Kota Medan mungkin bukan kota yang ramah bagi pejalan kaki seperti saya. Ratusan billboard yang menghiasi angkasa kota ini menanamkan pacak tiangnya membelah trotoar. Belum lagi pedagang kaki lima, ruko, dan mobil yang seenaknya makan pinggiran jalan.
Pun demikian, Medan masih bisa dinikmati. Trip dari Jalan Imam Bonjol, berbelok ke Jalan Kartini, menuju Jalan Sudirman lewat Jalan Cik Di Tiro, adalah rute favorit saya. Taman Hutan Kota di persimpangan Jalan Sudirman adalah tempat yang pas untuk sejenak melepas lelah sebelum menuju bagian kota yang lebih banyak macetnya, dan lebih sedikit pohonnya.

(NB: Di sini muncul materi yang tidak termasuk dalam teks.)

PR #1162, opened 2022-04-23
CI: catch malformed test cases

liushuyu:
- catch malformed test cases and use GitHub Actions' annotation feature to mark the failures

### DIFF
--- a/.github/emit_test_errors.pl
+++ b/.github/emit_test_errors.pl
@@ -1,0 +1,25 @@
+#!/bin/perl -n
+
+sub analyze_errors() {
+    /^(FAIL|ERROR|XPASS):\s([^:\s]+):?\s+(.+)/;
+
+    my $type     = $1;
+    my $filename = $2;
+    my $message  = $3;
+    my $line;
+
+    if ( !$type ) { return; }
+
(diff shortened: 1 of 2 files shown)


liushuyu:
Demo:

Screenshot

liushuyu:
> Does this script output some magic output to stdout that GitHub picks this up to annotate the files?

Yes. The script produces GitHub Actions Annotation Commands to the `stdout`. You can see the documentation for this "magic format" here: https://docs.github.com/en/actions/using-workflows/workflow-commands-for-github-actions.

.github/emit_test_errors.pl
```diff
@@ -0,0 +1,25 @@
...
+
+    my $command = "::error file=gcc/testsuite/$filename";
+    if ($line) {
+        $command = "$command,line=$line";
+    }
+
+    print "$command,title=Test failure ($type)::$message\n";
+}
+
+analyze_errors();
```
CohenArthur, line 25: I honestly have no idea on how correct this script is and I personally cannot maintain it at all if something goes wrong at some point :DD But I'm fine with it if Philip is

CohenArthur (approved):

Issue #1158, opened 2022-04-22
Support SimplePath resolution in visibilities


philberty:
Visibilities support AST::SimplePaths such as:

```
pub(in crate::mod::child::grandchild)
```

We need to as part of name-resolution resolve these paths so that we can use this information later on in privacy checking.

- [ ] Add helper to AST::Visibility has_path() return ! path.is_error()
- [ ] Add new helper to Resolver::ResolverBase to resolve visibility which takes the reference to the AST::Visibility
- [ ] In the visibility resolver we need to resolve the path if the visibility has a path

### Assumption

Let s assume for now the Simple Path does not support generics which will simplify this a lot.

### Resolving Simple Path

We need to build a CanonicalPath for this we should be able to reuse the existing code in https://github.com/Rust-GCC/gccrs/blob/4337aea3be387921ee60520d2188906d8762367b/gcc/rust/resolve/rust-ast-resolve-expr.h#L28

Lets add a new:

```
static void go (AST::SimplePath *expr, NodeId parent);
```

Before you can build the canonical path you need a new helper to resolve a SimplePathSegment to a CanonicalPath segment

https://github.com/Rust-GCC/gccrs/blob/4337aea3be387921ee60520d2188906d8762367b/gcc/rust/resolve/rust-ast-resolve-type.h#L154

You need a new helper for SimplePathSegment which will be the same as the PathExprSegment except it can ignore generics and it just needs the string of the segment and its relevant node_id.

Now that you have this in place you can build the full path by creating a new resolve_simple_path_segments by reusing the code from:

https://github.com/Rust-GCC/gccrs/blob/4337aea3be387921ee60520d2188906d8762367b/gcc/rust/resolve/rust-ast-resolve.cc#L567

The only difference really is the different types but a SimplePath should be fully resolved at name-resolution time so the piece in the resolve_segments for PathExprSegments should not allow for that empty else case but be an error condition.

PR #1164, opened 2022-04-25
Add `NodeId`s to `SimplePath{Segment}`s

CohenArthur:
This is a necessary first step which addresses #1158

I am working on the visibility resolver and simple-path name resolver in parallel and will need those changes. 

I'm not sure if the `has_path` method is necessary since we will have `HIR::Visibilities` in the visibility resolver, which will be desugared. Maybe I am doing this wrong and we should be working on `AST::Visibilities` instead?

### DIFF
--- a/gcc/rust/ast/rust-ast.h
+++ b/gcc/rust/ast/rust-ast.h
@@ -325,12 +325,14 @@ class SimplePathSegment : public PathSegment
 {
   std::string segment_name;
   Location locus;
+  NodeId node_id;
 
   // only allow identifiers, "super", "self", "crate", or "$crate"
 public:
   // TODO: put checks in constructor to enforce this rule?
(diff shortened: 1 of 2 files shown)


philberty (approved):
LGTM but something to be really careful of is unlike PathInExpression which is allocated and managed in the std::unique_ptr we can get away with no copy constructor. But in this case you might need to add in copy and copy assignment constructors to ensure the NodeId is preserved or you might end up in the case where the node id is lost. This will only occur if the object containing the SimplePath relies on copy. Otherwise you might be grand but keep this in mind if you run into issues or just add copy constructors for peace of mind.

I only bring this up because I had a nightmare last year trying to figure out what happened my NodeIds in something and it turned out to be a missing copy constructor lol.

CohenArthur:
That sounds absolutely awful haha, thanks for the heads up!

PR #1166, opened 2022-04-25
Support inference of generic parameters on paths behind reference's

### LINKED ISSUE #1165: Identifier expressions are not inferring generic arguments
I tried this code:

```rust
struct Foo<T>(T);

fn main()  {
    let a = &Foo(123);
}
```
see: https://godbolt.org/z/7drh355Mc

I expected to see this happen: That the compiler infers T is i32

Instead, this happened: The generic structure is not infered and returns error

### Meta

- What version of Rust GCC were you using, git sha if possible. 1286acc34e826039ebc8f09ad36dddc30f726283

philberty:
We used a hack in the parser to turn simple cases such as &Foo(..) into:

  BorrowExpr
    CallExpr(
      IdentifierExpr + <Argument-expressions>))

The IdentifierExpr here is parsed as a PathExpression but to simplify
things at the time it seemed logic to see these as identifier expressions
but this is actually a Path and we need to be careful about generic
arguments here. Identifiers are simply identifiers and must not be changed
or coherence of inference variables will become a jumble of inference
variables trying to infer one another inside purely generic code.

This patch leaves the PathInExpressions as Path's instead of trying to be
clever and turn them into identifiers.

Fixes #1165

### DIFF
--- a/gcc/rust/parse/rust-parse-impl.h
+++ b/gcc/rust/parse/rust-parse-impl.h
@@ -12591,16 +12591,6 @@ Parser<ManagedTokenSource>::null_denotation (const_TokenPtr tok,
 	      // struct/enum expr struct
 	      if (!restrictions.can_be_struct_expr && !not_a_block)
 		{
-		  // assume path is returned if not single segment
-		  if (path.is_single_segment ())
-		    {
-		      // have to return an identifier expression or something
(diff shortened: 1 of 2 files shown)


CohenArthur (approved):
Oh, that feels good, removing a hack :DD Great!

PR #1170, opened 2022-04-26
Implement macro expansion in `IfExpr`, `IfExprConseqElse`, `IfExprConseqIf`, `IfExprConseqIfLet`.

antego:
Addresses #1141. Following up on #1161.

This change adds support for the macros inside the `if` condition expressions.

Things to note:
1. Judging by my research, the `IfExprConseqIfLet` isn't used. The parser treats the syntax `let var = if ...` as a `let` expression followed by `if` expression:
Screen Shot 2022-04-26 at 9 47 29 am
2. I didn't add the macro expansion to the `IfLetExpr...` family of expressions because I wasn't able to write a test case reproducing the missing macro expansion. I've tried the following code
```rust
fn main() -> i32 {
    let mut res = 0;

    enum E {
        X(u8),
        Y(u8),
        Z(u8),
    }
    let v = E::Y(12);
    if let E::Y(n) = v {
        res = 1;
    }

    0
}
```
which caused the compiler error
```
FAIL: rust/compile/macro43.rs (internal compiler error: in append_reference_for_def, at rust/resolve/rust-name-resolver.h:227)
```

### DIFF
--- a/gcc/rust/expand/rust-attribute-visitor.cc
+++ b/gcc/rust/expand/rust-attribute-visitor.cc
@@ -1630,6 +1630,9 @@ AttrVisitor::visit (AST::IfExpr &expr)
   // can't strip condition expr itself, but can strip sub-expressions
   auto &condition_expr = expr.get_condition_expr ();
   condition_expr->accept_vis (*this);
+  auto cond_fragment = expander.take_expanded_fragment (*this);
+  if (cond_fragment.should_expand ())
+    condition_expr = cond_fragment.take_expression_fragment ();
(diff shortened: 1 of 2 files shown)


philberty (approved):
LGTM

CohenArthur (approved):
Great stuff :DD Thank you for working on this!

CohenArthur:
@antego I'd say open issues for your two notes: The first one is something that we can maybe discuss about removing (or it may be caused by a parser bug), and the second one needs to be fixed eventually. It would be really helpful :)

bors r+

PR #1172, opened 2022-04-26
Resolve visibility paths 

### LINKED ISSUE #1158: Support SimplePath resolution in visibilities

CohenArthur:
This tackles the remaining issues in #1158. ~~It also contains the commit from #1168 so you should wait for bors to merge that before reviewing it :D~~ done 

The paths get resolved but their `NodeId`s are not used in the privacy visibility resolver yet.

Closes #1158

### DIFF
--- a/gcc/rust/resolve/rust-ast-resolve-base.cc
+++ b/gcc/rust/resolve/rust-ast-resolve-base.cc
@@ -17,15 +17,27 @@
 // <http://www.gnu.org/licenses/>.
 
 #include "rust-ast-resolve-base.h"
+#include "rust-ast-resolve-expr.h"
+#include "rust-ast-resolve-path.h"
+#include "rust-item.h"
 
 namespace Rust {
 namespace Resolver {
 
 bool
-resolve_visibility (const AST::Visibility &vis)
+ResolverBase::resolve_visibility (const AST::Visibility &vis)
 {
-  gcc_unreachable ();
-  return false;
+  if (vis.has_path ())
+    {
+      auto path = vis.get_path ();
+      ResolvePath::go (&path, parent);
+
+      // Do we need to lookup something here?
+      // Is it just about resolving the names correctly so we can look them up
+      // later?
+    }
+
+  return true;
 }
 
 // Default visitors implementations
--- a/gcc/rust/ast/rust-item.h
+++ b/gcc/rust/ast/rust-item.h
@@ -701,6 +701,7 @@ public:
 
   std::string as_string () const;
   const SimplePath &get_path () const { return in_path; }
+  SimplePath &get_path () { return in_path; }
 
 protected:
   // Clone function implementation - not currently virtual but may be if
--- a/gcc/rust/resolve/rust-ast-resolve-item.cc
+++ b/gcc/rust/resolve/rust-ast-resolve-item.cc
@@ -238,6 +238,8 @@ ResolveItem::visit (AST::Module &module)
   mappings->insert_canonical_path (mappings->get_current_crate (),
 				   module.get_node_id (), cpath);
 
+  resolve_visibility (module.get_visibility ());
+
   NodeId scope_node_id = module.get_node_id ();
   resolver->get_name_scope ().push (scope_node_id);
   resolver->get_type_scope ().push (scope_node_id);
@@ -267,6 +269,8 @@ ResolveItem::visit (AST::TupleStruct &struct_decl)
   mappings->insert_canonical_path (mappings->get_current_crate (),
 				   struct_decl.get_node_id (), cpath);
 
+  resolve_visibility (struct_decl.get_visibility ());
+
   NodeId scope_node_id = struct_decl.get_node_id ();
   resolver->get_type_scope ().push (scope_node_id);
 
@@ -286,6 +290,8 @@ ResolveItem::visit (AST::TupleStruct &struct_decl)
       if (field.get_field_type ()->is_marked_for_strip ())
 	continue;
 
+      resolve_visibility (field.get_visibility ());
+
       ResolveType::go (field.get_field_type ().get (),
 		       struct_decl.get_node_id ());
     }
@@ -302,6 +308,8 @@ ResolveItem::visit (AST::Enum &enum_decl)
   auto cpath = canonical_prefix.append (decl);
   mappings->insert_canonical_path (mappings->get_current_crate (),
 				   enum_decl.get_node_id (), cpath);
+
+  resolve_visibility (enum_decl.get_visibility ());
 
   NodeId scope_node_id = enum_decl.get_node_id ();
   resolver->get_type_scope ().push (scope_node_id);
@@ -328,6 +336,9 @@ ResolveItem::visit (AST::Enum &enum_decl)
 void
 ResolveItem::visit (AST::EnumItem &item)
 {
+  // Since at this point we cannot have visibilities on enum items anymore, we
+  // can skip handling them
+
   auto decl
     = CanonicalPath::new_seg (item.get_node_id (), item.get_identifier ());
   auto path = prefix.append (decl);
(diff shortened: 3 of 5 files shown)


gcc/rust/resolve/rust-ast-resolve-base.cc
```diff
@@ -0,0 +1,653 @@
...
+      // Is it just about resolving the names correctly so we can look them up
+      // later?
+    }
+
+  return true;
+}
+
+// Default visitors implementations
+
+void
```
philberty, line 44: Eventually, we want to do the same refactoring @dkm did for HIR over here. Since it will clean it up alot.

gcc/rust/privacy/rust-visibility-resolver.cc
```diff
@@ -45,6 +45,17 @@ VisibilityResolver::go (HIR::Crate &crate)
...
 
+// FIXME: At this point in the pipeline, we should not be dealing with
+// `AST::SimplePath`s anymore! We need to be dealing with their "resolved
+// counterpart", so probably a NodeId/HirId/DefId.
+
+// static bool
+// resolve_module_path (std::vector<HIR::Module> &module_stack,
+// 		     const AST::SimplePath &restriction, DefId &id)
+// {
+//   return false;
```
philberty, line 56: yep there will be an HIR simple path which we might desugar but this should insert into the name/type namespace what the resolved NodeId is then we just use this in the rest of the pipeline.

philberty: Not sure this change needs to be in this patch though.

gcc/rust/resolve/rust-ast-resolve-expr.h
```diff
@@ -42,16 +42,39 @@ class ResolvePath : public ResolverBase
...
+				NodeId expr_node_id, Location expr_locus);
+};
+
+class ResolveSimplePathSegmentToCanonicalPath
+{
+public:
+  static CanonicalPath resolve (const AST::SimplePathSegment &seg)
+  {
+    // FIXME: Since this is so simple, maybe it can simply be a tiny function?
+    return CanonicalPath::new_seg (seg.get_node_id (), seg.get_segment_name ());
```
philberty, line 76: Yeah that sounds good. There are a bunch like this that could be simple static functions.

gcc/rust/resolve/rust-ast-resolve.cc
```diff
@@ -195,6 +195,92 @@ ResolvePath::resolve_path (AST::PathInExpression *expr)
...
+}
+
+void
+ResolvePath::resolve_simple_path_segments (
+  CanonicalPath prefix, size_t offs,
+  const std::vector<AST::SimplePathSegment> &segs, NodeId expr_node_id,
+  Location expr_locus)
+{
+  /**
+   * TODO: We also need to handle types and functions here
```
philberty, line 257: functions end up in the name scope so this is already handled but you could add in the lookup for the type-scope like we talked about

gcc/rust/resolve/rust-ast-resolve.cc
```diff
@@ -195,6 +195,92 @@ ResolvePath::resolve_path (AST::PathInExpression *expr)
...
+
+      if (resolver->get_name_scope ().lookup (path, &resolved_node))
+	{
+	  resolver->insert_resolved_name (seg.get_node_id (), resolved_node);
+	  resolver->insert_new_definition (seg.get_node_id (),
+					   Definition{expr_node_id, parent});
+	}
+    }
+
+  if (resolved_node != UNKNOWN_NODEID)
```
philberty, line 276: this is an error condition for SimplePaths so if this is UNKNOWN_NODEID then we should emit an error

gcc/rust/resolve/rust-ast-resolve.cc
```diff
@@ -195,6 +195,92 @@ ResolvePath::resolve_path (AST::PathInExpression *expr)
 		    expr->get_node_id (), expr->get_locus ());
 }
 
+void
+ResolvePath::resolve_path (AST::SimplePath *expr)
+{
+  // resolve root segment first then apply segments in turn
+  auto &segs = expr->get_segments ();
```
philberty, line 202: It might be possible for SimplePaths to just do one big for loop instead of splitting this across two functions.

gcc/rust/resolve/rust-ast-resolve-base.cc
```diff
@@ -0,0 +1,653 @@
...
+bool
+ResolverBase::resolve_visibility (const AST::Visibility &vis)
+{
+  if (vis.has_path ())
+    {
+      auto path = vis.get_path ();
+      ResolvePath::go (&path, parent);
+
+      // Do we need to lookup something here?
+      // Is it just about resolving the names correctly so we can look them up
```
philberty, line 35: Yep thats all you need to do here.

philberty (changes requested):
This looks like 99% there, just some minor nits.

You could add in the lookup type scope if you want to. And I think the SimplePath resolution could possibly be simpler with one big for loop:

```c
CanonicalPath simple_path_buffer = empty;
for (seg : path.segments()) {
  canonical_path s = canonical_path_from_simple_Segment;
  simple_path_buffer = simple_path_buffer.append(s);
  
  // do lookup of name scope
  // do lookup of type scope
  
  insert_resolved_node_ids -> segment_node_id
}

If the final segment node_id is fully resolved insert the mapping of the Simple path -> that node id so you don't have to lookup the final segment nodeid and can just use the SimplePath
```

gcc/rust/resolve/rust-ast-resolve-base.cc
CohenArthur: Opened #1160

gcc/rust/privacy/rust-visibility-resolver.cc
CohenArthur: Yeah this part is still very early and I think it should be changed so that the `HIR::Visibility` does not keep a `SimplePath` but simply its associated `DefId` as you said. Do you want me to remove the comment? It was simply for later on to keep track of stuff I need to do in the Privacy visibility resolver

gcc/rust/resolve/rust-ast-resolve-expr.h
CohenArthur: I like the API of having a class do that, but I was unsure of where to put it haha. I'm fine with keeping it as a class especially if it gets more complex when resolving types etc

philberty: Yeah i would be in favor of grouping them together or turning them into simple functions in another PR

CohenArthur:
I'm gonna push the cleaned up version of this, but to have proper tests we need to fix some location info on SimplePaths. I'll tackle that before merging this

philberty (approved):
I think this looks good now!

Issue #1159, opened 2022-04-22
Resolve SimplePaths to DefId's


philberty:
This change depends on #1158 

- [x] Add missing mappings to HIR::SimplePath #1176 
- [x] Add missing mappings to HIR::SimpePathSegment #1176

Jalan Sudirman menjadi tempat paling beradab di Medan. Pepohonan besar dan tinggi yang menaungi jalan ini memberi efek sejuk di tengah teriknya matahari. Pohon-pohon ini juga membingkai pemandangan Vihara Gunung Timur dan beberapa rumah peninggalan Belanda dari kejauhan. Sungai Deli melintas di kolong jembatan yang baru saja dipugar, kalau jalan ini sepi, lamat-lamat alirannya terdengar. Sebuah harmoni yang indah antara alam dan kota di tangan Tuhan.
Saya memang pecinta jalan kaki. Meski Medan panas, tapi saya harus berterima kasih pada kota yang kata orang tak lebih luas dari Jakarta Selatan ini.
Hiburan sepanjang jalan itu memang tak hanya sampai di mata saja. Di perjalanan saya dari Jalan Sisingamangaraja menuju Jalan S Parman yang saya lalui setiap hari, saya menemukan keramahan kecil dari warung gorengan di depan Masjid Raya, banyak jalan tembus yang ternyata lebih dekat dari naik angkutan umum, dan sebuah warung nasi lumayan enak serba Rp 3.500.
Dengan mudahnya, saya juga tahu di mana letak pengambilan barang jasa titipan kilat, bengkel khusus sepeda, masjid untuk etnis Madras, tukang jahit sepatu yang murah dan pemiliknya sangat ramah, serta semua tempat di sudut kota yang tak banyak orang tahu. Ssst.. semua itu hanya didapat dari jalan kaki. Hanya dengan berjalan kaki.